- EXERCISE DESCRIPTION
For every line in the records below that holds "CurrentHttpContext", make a copy.

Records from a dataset
PR #1084, opened 2021-03-24
[do not merge] feedback PR for perf improvements

jennyf19:


src/Microsoft.Identity.Web/AppServicesAuth/AppServicesAuthenticationInformation.cs
```diff
@@ -10,173 +10,173 @@
...
+				throw new ArgumentNullException(nameof(headers));
+			}
 
-            string? idToken = null;
-            if (headers.ContainsKey(AppServicesAuthIdTokenHeader))
-            {
-                idToken = headers[AppServicesAuthIdTokenHeader];
-            }
+			string? idToken = null;
+			if (headers.ContainsKey(AppServicesAuthIdTokenHeader))
```
DavidParks8, line 114: TryGetValue results in a single dictionary lookup rather than two lookups when using ContainsKey with subsequent access.
```suggestion
			if (headers.TryGetValue(AppServicesAuthIdTokenHeader, out var idToken))
```

src/Microsoft.Identity.Web/AppServicesAuth/AppServicesAuthenticationTokenAcquisition.cs
```diff
@@ -13,181 +13,181 @@
...
-            throw new NotImplementedException();
-        }
+		public async Task<AuthenticationResult> GetAuthenticationResultForUserAsync(
+			IEnumerable<string> scopes,
+			string? tenantId = null,
+			string? userFlow = null,
+			ClaimsPrincipal? user = null,
+			TokenAcquisitionOptions? tokenAcquisitionOptions = null)
+		{
+			string? idToken = AppServicesAuthenticationInformation.GetIdToken(CurrentHttpContext?.Request?.Headers!);
```
DavidParks8, line 156: CurrentHttpContext needs to be locked on to avoid threading issues with external code.

src/Microsoft.Identity.Web/AppServicesAuth/AppServicesAuthenticationTokenAcquisition.cs
```diff
@@ -13,181 +13,181 @@
...
+			ClaimsPrincipal? userClaims = AppServicesAuthenticationInformation.GetUser(CurrentHttpContext?.Request?.Headers!);
+			string accessToken = await GetAccessTokenForUserAsync(scopes, tenantId, userFlow, user, tokenAcquisitionOptions).ConfigureAwait(false);
+			string expiration = userClaims.FindFirstValue("exp");
+			DateTimeOffset dateTimeOffset = (expiration != null)
+				? DateTimeOffset.FromUnixTimeSeconds(long.Parse(expiration, CultureInfo.InvariantCulture))
```
DavidParks8, line 161: long.parse could throw if the claim has a broken expiration string. long.TryParse would be safer.

src/Microsoft.Identity.Web/AppServicesAuth/AppServicesAuthenticationTokenAcquisition.cs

- RESPONSE
+			string? idToken = AppServicesAuthenticationInformation.GetIdToken(CurrentHttpContext?.Request?.Headers!);
DavidParks8, line 156: CurrentHttpContext needs to be locked on to avoid threading issues with external code.
+			ClaimsPrincipal? userClaims = AppServicesAuthenticationInformation.GetUser(CurrentHttpContext?.Request?.Headers!);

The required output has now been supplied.